Aim of the exercise ::
Take from the records below each line that holds "client".

Input ::
· · · · · · ·
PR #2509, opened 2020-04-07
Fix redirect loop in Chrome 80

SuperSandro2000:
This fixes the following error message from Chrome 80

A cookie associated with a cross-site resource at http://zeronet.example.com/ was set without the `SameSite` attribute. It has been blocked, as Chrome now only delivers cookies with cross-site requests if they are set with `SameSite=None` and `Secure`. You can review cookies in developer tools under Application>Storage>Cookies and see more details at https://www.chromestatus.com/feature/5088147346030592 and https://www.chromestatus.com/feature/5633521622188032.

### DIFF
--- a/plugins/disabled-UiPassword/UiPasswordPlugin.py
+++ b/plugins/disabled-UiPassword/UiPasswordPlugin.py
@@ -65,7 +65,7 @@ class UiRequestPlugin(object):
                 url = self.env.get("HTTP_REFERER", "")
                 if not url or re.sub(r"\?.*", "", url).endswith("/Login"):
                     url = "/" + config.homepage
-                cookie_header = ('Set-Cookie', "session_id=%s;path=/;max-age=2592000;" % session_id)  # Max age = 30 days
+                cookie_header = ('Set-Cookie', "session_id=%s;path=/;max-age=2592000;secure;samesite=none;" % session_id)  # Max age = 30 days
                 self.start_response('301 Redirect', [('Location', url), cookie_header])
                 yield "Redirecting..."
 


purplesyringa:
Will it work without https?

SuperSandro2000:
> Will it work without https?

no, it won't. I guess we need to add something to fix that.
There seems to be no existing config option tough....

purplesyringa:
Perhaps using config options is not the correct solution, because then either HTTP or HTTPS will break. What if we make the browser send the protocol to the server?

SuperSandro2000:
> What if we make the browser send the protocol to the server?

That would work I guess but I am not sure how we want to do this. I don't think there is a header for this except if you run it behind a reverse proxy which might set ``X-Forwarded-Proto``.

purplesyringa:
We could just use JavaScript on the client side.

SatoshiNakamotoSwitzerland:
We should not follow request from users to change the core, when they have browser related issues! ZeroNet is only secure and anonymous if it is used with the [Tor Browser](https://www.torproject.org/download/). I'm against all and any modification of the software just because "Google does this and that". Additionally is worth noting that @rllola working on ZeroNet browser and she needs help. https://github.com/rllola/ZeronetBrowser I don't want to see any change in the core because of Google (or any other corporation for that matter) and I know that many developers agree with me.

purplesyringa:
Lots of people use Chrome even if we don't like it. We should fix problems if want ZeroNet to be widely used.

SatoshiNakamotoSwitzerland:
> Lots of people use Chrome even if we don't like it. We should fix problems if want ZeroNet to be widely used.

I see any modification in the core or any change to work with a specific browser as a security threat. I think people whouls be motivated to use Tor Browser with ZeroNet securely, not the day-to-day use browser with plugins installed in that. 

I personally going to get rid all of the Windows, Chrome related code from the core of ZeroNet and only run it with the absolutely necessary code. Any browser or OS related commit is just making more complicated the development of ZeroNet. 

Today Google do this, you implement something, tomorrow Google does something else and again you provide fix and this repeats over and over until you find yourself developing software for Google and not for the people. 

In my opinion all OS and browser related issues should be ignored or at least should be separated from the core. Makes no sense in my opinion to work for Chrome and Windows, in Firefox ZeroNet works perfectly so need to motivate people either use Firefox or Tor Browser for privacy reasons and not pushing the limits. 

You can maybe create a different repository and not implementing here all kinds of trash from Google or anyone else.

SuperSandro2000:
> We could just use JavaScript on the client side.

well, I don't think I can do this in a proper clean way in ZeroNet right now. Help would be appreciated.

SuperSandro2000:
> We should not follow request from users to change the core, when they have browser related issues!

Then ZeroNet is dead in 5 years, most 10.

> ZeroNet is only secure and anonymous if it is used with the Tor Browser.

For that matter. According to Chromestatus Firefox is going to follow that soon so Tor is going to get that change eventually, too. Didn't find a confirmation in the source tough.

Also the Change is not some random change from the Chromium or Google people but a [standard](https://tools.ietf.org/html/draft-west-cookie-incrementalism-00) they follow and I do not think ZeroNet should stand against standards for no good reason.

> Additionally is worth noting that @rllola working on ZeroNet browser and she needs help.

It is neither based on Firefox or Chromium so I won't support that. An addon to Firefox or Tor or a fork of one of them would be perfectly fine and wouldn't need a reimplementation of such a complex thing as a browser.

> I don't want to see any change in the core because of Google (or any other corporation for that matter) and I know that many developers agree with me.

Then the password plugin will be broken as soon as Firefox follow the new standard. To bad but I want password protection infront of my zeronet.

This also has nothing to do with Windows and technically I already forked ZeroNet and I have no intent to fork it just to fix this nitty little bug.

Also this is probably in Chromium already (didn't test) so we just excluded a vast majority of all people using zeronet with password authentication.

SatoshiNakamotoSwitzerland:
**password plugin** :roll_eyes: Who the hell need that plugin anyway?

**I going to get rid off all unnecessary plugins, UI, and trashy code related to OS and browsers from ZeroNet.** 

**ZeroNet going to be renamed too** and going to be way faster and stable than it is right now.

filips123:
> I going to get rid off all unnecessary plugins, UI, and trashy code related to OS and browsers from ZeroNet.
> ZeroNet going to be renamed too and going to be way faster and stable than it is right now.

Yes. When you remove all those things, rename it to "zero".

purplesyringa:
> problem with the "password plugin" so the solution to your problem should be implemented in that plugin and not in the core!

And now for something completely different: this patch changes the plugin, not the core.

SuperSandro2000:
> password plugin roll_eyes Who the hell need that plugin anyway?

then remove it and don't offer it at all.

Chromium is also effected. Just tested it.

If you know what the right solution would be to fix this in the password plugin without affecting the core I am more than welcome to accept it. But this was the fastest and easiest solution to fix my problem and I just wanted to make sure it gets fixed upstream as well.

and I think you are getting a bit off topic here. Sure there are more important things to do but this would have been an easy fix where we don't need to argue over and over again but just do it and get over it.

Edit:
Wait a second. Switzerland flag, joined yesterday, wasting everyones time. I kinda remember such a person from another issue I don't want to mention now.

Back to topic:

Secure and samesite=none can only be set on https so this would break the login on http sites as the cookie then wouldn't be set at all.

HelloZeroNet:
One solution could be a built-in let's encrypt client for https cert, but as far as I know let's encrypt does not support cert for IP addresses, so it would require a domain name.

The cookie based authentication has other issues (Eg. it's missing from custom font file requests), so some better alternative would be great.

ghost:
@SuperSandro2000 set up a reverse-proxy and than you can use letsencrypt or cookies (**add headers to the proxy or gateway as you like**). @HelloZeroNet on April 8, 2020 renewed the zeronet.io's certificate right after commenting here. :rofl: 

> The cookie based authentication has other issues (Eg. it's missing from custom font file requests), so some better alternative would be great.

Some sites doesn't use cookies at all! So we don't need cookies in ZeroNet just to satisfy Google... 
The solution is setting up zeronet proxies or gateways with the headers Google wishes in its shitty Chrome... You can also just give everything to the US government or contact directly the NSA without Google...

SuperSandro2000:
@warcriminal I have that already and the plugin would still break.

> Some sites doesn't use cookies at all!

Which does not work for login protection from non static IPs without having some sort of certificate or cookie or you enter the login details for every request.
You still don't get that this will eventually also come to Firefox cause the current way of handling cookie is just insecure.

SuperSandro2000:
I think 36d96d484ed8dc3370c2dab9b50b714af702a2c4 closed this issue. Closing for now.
· · · · · · ·
Answer to this exercise ::
We could just use JavaScript on the client side.
> We could just use JavaScript on the client side.
One solution could be a built-in let's encrypt client for https cert, but as far as I know let's encrypt does not support cert for IP addresses, so it would require a domain name.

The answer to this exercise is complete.